Recently there have been a host of companies in the space showing off everything from authentic bacon, fish fillets, pork, and steaks, to beef meatballs, and chicken nuggets – the latter of which is now being rolled out by KFC as part of their “Future Food” project in the US.
Among the many hurdles to overcome there’s the cultural aspect of people simply accepting the new thing as the new status quo, but there are also more practical hurdles such as accessibility, affordability, and, among the other many hurdles – regulation. After all, if a new technology isn’t regulated or approved for use then it doesn’t matter how good or how beneficial it is, it never hits the market.
When it comes to clean meat in the past five years alone the cost per pound of making it has fallen from a staggering $1million to a much more sobering $363, and in the years to come it’s projected to fall to below $5 which will put it on a par with regular supermarket meats – but without the massive environmental impact that traditional meats have, and, because of the way it’s made, an organic label to boot.
Now, in a landmark move and a year after the FDA first approved clean meat in the US as safe to eat, Singapore have just announced they’ve granted US start-up Just regulatory approval to sell their lab grown chicken in the country, and in doing so they’ve become the first government in the world to allow the sale of cultured meat – it’s a truly watershed moment for the new “technology.”
The product, created from cultured chicken cells, has been approved as an ingredient in chicken bites following Singapore Food Agency (SFA) approval, said Just.

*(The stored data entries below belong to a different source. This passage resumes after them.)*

PR #485, opened 2021-02-02
updates #487 - update pages routes

Ulisseus:
#484 needs to be merged first. Part of #467.

This PR updates page routes. If user is unauthorized he will be redirected to login page. If the page does not exist he will get 404 Error. Graphql error will result in 500 Internal Server Error.


@types/lesson.d.ts
```diff
@@ -12,7 +12,7 @@ export type User = {
 }
 
 export type Lesson = {
-  id: number
+  id: string
```
Ulisseus, line 15: See #486. Such small change doesn't warrant a separate PR.

pages/404.tsx
```diff
@@ -1,6 +1,5 @@
 import React from 'react'
-import Error from 'next/error'
-
+import Error from '../components/Error'
 export default function NotFound() {
-  return <Error statusCode={404} />
+  return <Error title="404 error" src="/404.png" message="Page not found" />
```
hwong0305, line 4: Next.JS has a default 404 page. Please utilize this instead of creating a 404 page.

pages/500.tsx
```diff
@@ -0,0 +1,6 @@
+import React from 'react'
+import Error from '../components/Error'
+
+export default function NotFound() {
```
hwong0305, line 4: A status code of `500` is a server error and isn't `not found`. This function name is misleading.

pages/curriculum/[lesson].tsx
```diff
@@ -15,13 +17,26 @@ import _ from 'lodash'
...
-  const lessonStatus: LessonStatus[] = _.get(session, 'lessonStatus', [])
   const router = useRouter()
   const currentlessonId = router.query.lesson as string
+  if (!session) {
+    router.push('/login')
+    return <LoadingSpinner />
+  }
+  if (!lessons || !alerts) {
+    return (
+      <Error title="Internal server error" message="Bad data" src="/500.png" />
```
Comment (hwong0305) [inline pages/curriculum/[lesson].tsx:28]: Shouldn't this mean the user is not logged in?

Initially, the chicken bites will debut in a Singapore restaurant, with plans for wider expansion into dining and retail establishments in the country, said Josh Tetrick, co-founder and CEO of Just. The product will be priced at parity with premium chicken, he added.
“We’ve been eating meat for tens of thousands of years, always needing to kill an animal to eat – until now,” he said.
The cultured meat is created in a bioreactor, an apparatus in which a biological reaction or change takes place, and the product has a high protein content and is a rich source of minerals, according to the company, which plans to sell the product under the GOOD Meat brand.
For now, with manufacturing hubs in Singapore and Northern California, the company only has approval to sell the meat in Singapore, but it hopes to expand sales of cultured meat, including cultured beef, into the US and Europe, Tetrick said.
Just already produces a range of non-animal products, including Just Egg, made with mung beans, and a vegan mayonnaise, and the trend toward meat substitutes and plant based protein, already growing in the United States, is also taking hold in Asia.
This year, despite the global economic turmoil triggered by the coronavirus pandemic, plant-based protein startup Impossible Foods secured about half a billion dollars in fresh funding, with investment mostly coming from heavyweight investors in Asia.
California-based Beyond Meat last month unveiled a meatless minced “pork” for launch in China, while Impossible launched its fake beef product in supermarkets in Hong Kong and Singapore in October, hoping to widen its footprint across Asia.